** EXERCISE PROMPT **
Down to the last character, transcribe every record.

[Records from a data source]
== Segment start ==

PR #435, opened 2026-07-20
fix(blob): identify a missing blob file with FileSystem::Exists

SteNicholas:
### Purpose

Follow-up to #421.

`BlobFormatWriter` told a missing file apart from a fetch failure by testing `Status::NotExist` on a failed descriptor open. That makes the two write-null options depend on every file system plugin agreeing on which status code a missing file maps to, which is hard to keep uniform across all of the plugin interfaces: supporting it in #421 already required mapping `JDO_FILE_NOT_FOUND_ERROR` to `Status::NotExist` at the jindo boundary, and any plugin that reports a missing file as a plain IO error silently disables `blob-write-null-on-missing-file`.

== Segment end ==

** EXPECTED OUTPUT **
PR #435, opened 2026-07-20
fix(blob): identify a missing blob file with FileSystem::Exists

SteNicholas:
### Purpose

Follow-up to #421.

`BlobFormatWriter` told a missing file apart from a fetch failure by testing `Status::NotExist` on a failed descriptor open. That makes the two write-null options depend on every file system plugin agreeing on which status code a missing file maps to, which is hard to keep uniform across all of the plugin interfaces: supporting it in #421 already required mapping `JDO_FILE_NOT_FOUND_ERROR` to `Status::NotExist` at the jindo boundary, and any plugin that reports a missing file as a plain IO error silently disables `blob-write-null-on-missing-file`.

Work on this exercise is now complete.